WORK REQUEST
Copy nothing from the entries below except the lines from the one containing "- [x] HackRF Pro" through the one containing "-l, --length <n>: number", and copy those exactly.

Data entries
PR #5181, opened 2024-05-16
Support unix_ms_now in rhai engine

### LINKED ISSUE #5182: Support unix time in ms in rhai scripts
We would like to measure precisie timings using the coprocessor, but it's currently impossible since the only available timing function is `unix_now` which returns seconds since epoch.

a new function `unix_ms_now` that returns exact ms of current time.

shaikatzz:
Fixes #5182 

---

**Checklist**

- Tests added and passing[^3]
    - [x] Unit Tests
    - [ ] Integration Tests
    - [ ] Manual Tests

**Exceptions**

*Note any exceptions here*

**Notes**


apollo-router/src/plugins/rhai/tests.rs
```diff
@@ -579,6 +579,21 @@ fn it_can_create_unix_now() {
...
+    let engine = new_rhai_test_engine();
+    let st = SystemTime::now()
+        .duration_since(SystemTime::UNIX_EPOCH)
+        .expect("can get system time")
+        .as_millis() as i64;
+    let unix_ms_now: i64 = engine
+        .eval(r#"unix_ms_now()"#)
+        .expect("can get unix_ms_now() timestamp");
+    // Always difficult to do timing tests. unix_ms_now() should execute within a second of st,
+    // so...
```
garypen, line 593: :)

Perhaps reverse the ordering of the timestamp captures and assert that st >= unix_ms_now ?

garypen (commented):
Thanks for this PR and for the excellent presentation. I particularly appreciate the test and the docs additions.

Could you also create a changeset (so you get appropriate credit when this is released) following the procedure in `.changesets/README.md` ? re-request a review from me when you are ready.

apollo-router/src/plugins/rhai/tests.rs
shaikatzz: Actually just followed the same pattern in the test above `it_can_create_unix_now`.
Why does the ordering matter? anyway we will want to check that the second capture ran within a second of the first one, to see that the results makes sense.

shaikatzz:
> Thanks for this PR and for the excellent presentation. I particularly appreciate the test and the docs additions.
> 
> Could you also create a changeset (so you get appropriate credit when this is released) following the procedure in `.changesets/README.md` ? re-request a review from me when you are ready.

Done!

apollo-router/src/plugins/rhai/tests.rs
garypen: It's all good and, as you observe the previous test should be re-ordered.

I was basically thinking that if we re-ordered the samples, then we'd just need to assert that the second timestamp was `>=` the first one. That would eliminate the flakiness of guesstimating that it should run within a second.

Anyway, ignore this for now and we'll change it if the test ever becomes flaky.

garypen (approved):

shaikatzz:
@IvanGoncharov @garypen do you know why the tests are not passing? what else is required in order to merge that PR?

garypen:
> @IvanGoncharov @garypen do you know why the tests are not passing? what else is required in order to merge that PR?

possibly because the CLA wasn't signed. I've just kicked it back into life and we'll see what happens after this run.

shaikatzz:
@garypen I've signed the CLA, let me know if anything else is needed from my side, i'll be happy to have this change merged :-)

...

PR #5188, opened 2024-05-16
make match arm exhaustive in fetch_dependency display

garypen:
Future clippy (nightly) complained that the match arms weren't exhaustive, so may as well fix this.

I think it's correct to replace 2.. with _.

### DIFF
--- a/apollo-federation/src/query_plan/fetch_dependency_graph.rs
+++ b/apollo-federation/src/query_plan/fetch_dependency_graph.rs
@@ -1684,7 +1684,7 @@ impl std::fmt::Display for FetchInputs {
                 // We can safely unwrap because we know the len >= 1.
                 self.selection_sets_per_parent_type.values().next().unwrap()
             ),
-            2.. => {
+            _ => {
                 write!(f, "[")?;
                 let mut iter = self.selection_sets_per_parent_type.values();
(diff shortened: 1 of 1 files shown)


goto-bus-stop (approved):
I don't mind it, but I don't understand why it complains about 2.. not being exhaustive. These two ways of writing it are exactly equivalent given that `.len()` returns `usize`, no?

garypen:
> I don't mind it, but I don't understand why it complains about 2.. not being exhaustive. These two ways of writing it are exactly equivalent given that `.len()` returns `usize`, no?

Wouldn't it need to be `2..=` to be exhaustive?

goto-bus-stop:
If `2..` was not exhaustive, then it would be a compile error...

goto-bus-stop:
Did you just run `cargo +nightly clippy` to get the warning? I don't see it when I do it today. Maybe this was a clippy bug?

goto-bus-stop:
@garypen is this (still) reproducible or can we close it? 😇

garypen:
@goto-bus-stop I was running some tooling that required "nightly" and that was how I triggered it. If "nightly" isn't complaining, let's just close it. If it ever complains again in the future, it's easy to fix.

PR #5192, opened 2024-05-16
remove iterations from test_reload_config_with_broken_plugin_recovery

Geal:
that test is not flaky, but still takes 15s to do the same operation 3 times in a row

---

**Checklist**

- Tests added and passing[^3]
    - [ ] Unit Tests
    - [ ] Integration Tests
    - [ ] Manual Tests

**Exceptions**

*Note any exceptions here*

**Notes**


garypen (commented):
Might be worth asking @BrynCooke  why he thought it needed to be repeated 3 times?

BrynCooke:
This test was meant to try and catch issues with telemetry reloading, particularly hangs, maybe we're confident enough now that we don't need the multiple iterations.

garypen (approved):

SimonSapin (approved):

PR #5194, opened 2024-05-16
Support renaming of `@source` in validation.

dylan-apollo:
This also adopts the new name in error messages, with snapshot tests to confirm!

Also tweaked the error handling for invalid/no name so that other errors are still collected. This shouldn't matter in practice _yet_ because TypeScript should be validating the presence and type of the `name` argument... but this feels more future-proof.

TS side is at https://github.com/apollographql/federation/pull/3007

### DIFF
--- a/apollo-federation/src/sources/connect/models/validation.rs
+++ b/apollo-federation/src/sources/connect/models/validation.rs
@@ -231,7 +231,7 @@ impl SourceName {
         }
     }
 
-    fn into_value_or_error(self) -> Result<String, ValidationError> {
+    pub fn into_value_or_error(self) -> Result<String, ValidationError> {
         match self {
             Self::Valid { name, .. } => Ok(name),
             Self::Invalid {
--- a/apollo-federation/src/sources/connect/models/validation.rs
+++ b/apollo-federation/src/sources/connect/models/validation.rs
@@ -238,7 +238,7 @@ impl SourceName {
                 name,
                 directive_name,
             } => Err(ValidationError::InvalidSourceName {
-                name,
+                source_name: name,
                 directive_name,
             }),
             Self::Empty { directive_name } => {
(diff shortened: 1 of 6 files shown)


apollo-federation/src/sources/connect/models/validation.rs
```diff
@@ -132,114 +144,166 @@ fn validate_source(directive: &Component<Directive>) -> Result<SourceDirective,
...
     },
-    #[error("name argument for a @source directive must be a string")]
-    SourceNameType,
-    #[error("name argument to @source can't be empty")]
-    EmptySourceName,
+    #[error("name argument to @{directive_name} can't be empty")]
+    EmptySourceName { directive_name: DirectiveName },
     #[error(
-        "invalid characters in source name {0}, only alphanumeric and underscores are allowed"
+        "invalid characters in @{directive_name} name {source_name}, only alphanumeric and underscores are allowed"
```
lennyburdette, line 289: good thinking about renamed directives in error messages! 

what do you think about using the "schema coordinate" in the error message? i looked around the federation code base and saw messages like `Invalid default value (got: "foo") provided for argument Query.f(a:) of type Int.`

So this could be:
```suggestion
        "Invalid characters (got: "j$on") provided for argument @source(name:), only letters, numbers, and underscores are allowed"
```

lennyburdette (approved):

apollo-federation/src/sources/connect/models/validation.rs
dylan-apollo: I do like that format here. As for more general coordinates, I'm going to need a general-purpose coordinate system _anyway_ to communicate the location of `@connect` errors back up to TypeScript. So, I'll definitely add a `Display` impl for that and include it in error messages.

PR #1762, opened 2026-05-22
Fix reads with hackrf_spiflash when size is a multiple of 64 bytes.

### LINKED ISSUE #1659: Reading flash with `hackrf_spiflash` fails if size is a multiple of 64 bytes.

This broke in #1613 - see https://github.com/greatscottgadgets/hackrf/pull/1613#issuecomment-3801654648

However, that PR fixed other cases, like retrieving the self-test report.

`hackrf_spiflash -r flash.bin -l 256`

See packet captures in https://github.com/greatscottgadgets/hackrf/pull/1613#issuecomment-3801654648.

---

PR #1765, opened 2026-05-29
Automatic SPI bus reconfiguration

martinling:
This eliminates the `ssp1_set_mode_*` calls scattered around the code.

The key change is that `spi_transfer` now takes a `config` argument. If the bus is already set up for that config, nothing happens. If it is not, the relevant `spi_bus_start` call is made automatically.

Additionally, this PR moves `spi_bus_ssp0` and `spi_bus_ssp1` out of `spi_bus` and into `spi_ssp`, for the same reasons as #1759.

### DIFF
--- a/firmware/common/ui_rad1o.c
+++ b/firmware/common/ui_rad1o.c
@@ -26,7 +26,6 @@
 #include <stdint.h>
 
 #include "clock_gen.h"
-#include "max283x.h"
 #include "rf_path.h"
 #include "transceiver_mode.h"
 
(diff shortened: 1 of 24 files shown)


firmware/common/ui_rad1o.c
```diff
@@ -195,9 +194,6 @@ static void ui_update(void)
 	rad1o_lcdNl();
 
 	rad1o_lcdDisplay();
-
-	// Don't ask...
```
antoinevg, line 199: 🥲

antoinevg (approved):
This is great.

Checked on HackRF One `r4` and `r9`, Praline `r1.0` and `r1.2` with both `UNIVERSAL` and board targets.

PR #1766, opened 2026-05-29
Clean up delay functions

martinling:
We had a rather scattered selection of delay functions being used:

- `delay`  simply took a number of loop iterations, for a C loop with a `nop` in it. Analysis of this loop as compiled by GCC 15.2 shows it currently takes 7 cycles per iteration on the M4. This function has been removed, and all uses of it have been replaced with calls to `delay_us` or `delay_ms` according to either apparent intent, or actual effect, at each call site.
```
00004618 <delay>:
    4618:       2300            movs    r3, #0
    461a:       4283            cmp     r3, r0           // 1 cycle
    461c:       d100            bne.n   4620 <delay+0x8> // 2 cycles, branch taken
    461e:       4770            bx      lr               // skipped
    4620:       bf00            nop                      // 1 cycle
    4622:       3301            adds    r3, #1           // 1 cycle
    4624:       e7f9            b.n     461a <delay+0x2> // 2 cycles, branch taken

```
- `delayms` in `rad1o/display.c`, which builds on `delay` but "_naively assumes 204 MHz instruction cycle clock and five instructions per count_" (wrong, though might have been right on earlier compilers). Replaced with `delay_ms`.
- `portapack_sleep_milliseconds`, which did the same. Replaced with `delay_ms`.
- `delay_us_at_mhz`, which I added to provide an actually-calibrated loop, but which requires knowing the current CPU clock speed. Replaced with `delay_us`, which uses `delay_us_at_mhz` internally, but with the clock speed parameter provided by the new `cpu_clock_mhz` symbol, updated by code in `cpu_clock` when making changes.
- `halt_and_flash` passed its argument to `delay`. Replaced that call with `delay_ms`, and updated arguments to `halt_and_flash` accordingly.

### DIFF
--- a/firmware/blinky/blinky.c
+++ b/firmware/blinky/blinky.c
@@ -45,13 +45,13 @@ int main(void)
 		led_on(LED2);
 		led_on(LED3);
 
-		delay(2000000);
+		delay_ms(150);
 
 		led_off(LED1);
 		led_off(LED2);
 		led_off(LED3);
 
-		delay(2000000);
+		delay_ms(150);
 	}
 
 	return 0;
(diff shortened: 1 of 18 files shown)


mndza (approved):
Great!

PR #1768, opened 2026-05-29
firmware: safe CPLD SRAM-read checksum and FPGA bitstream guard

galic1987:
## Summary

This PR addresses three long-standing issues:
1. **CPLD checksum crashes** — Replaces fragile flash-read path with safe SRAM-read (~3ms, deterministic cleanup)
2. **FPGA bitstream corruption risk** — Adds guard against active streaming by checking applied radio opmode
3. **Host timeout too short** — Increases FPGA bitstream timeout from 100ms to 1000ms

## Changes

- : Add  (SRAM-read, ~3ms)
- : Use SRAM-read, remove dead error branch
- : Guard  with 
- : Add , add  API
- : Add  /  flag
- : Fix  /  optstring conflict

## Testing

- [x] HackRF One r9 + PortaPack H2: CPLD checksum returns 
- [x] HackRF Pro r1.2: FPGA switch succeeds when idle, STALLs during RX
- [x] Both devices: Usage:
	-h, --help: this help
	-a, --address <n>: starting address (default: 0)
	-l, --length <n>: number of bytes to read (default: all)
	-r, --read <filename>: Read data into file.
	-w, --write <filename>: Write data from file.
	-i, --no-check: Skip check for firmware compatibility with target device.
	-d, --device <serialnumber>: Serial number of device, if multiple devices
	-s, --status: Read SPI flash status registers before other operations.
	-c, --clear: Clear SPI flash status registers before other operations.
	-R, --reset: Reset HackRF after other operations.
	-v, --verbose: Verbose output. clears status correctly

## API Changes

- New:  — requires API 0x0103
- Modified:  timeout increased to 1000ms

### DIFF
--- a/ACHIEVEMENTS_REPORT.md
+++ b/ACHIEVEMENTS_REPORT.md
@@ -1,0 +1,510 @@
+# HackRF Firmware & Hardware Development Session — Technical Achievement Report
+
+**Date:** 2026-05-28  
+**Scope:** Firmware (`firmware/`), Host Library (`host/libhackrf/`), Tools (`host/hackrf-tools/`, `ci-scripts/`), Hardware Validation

ANSWER SECTION
- [x] HackRF Pro r1.2: FPGA switch succeeds when idle, STALLs during RX
- [x] Both devices: Usage:
	-h, --help: this help
	-a, --address <n>: starting address (default: 0)
	-l, --length <n>: number of bytes to read (default: all)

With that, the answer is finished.